## Exercise description
When you output the entries, begin with the first line and end with the line containing "address is [hardcoded", keeping each line exactly as it is.

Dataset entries
PR #73, opened 2022-10-27
fix: Remove hardcoded loopback ip in dev docker-compose

### LINKED ISSUE #72: Remove hardcoded loopback ip in dev docker-compose
In the docker compose for development, the loopback IP address is [hardcoded to 127.0.0.1](https://github.com/overhangio/tutor-mfe/blob/103dfb4acd890c64305c3f9fb9575c40f5148509/tutormfe/patches/local-docker-compose-dev-services#L9).
In some dev environments, e.g. in cloud environments like Cloud9, or in Windows WSL, the internal web server is accessed via a different IP address. Removing the 127.0.0.1 in the ports section will fix this problem.

angonz:
In the docker compose for development, the loopback IP address is hardcoded to 127.0.0.1. In some dev environments, e.g. in cloud environments like Cloud9, or in Windows WSL, the internal web server is accessed via a different IP address. Removing the 127.0.0.1 in the ports section will fix this problem.
Fixes #72

### DIFF
--- a/tutormfe/patches/local-docker-compose-dev-services
+++ b/tutormfe/patches/local-docker-compose-dev-services
@@ -6,7 +6,7 @@
         context: ../plugins/mfe/build/mfe/
         target: {{ app["name"] }}-dev
     ports:
-        - "127.0.0.1:{{ app["port"] }}:{{ app["port"] }}"
+        - "{{ app["port"] }}:{{ app["port"] }}"
     stdin_open: true
     tty: true
     volumes:


tutormfe/patches/local-docker-compose-dev-services
```diff
@@ -6,7 +6,7 @@
         context: ../plugins/mfe/build/mfe/
         target: {{ app["name"] }}-dev
     ports:
-        - "127.0.0.1:{{ app["port"] }}:{{ app["port"] }}"
+        - "{{ app["port"] }}:{{ app["port"] }}"
```
regisb, line 9: Unfortunately, this is not really a great idea because it exposes the app port to everyone. (0.0.0.0)

That being said, I now realize that the dev ports are indeed open to everyone for the core Tutor app... https://github.com/overhangio/tutor/blob/master/tutor/templates/dev/docker-compose.yml So I guess it's fine to do the same for the MFE.

regisb (approved):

## Solution to the problem
PR #73, opened 2022-10-27
fix: Remove hardcoded loopback ip in dev docker-compose

### LINKED ISSUE #72: Remove hardcoded loopback ip in dev docker-compose
In the docker compose for development, the loopback IP address is [hardcoded to 127.0.0.1](https://github.com/overhangio/tutor-mfe/blob/103dfb4acd890c64305c3f9fb9575c40f5148509/tutormfe/patches/local-docker-compose-dev-services#L9).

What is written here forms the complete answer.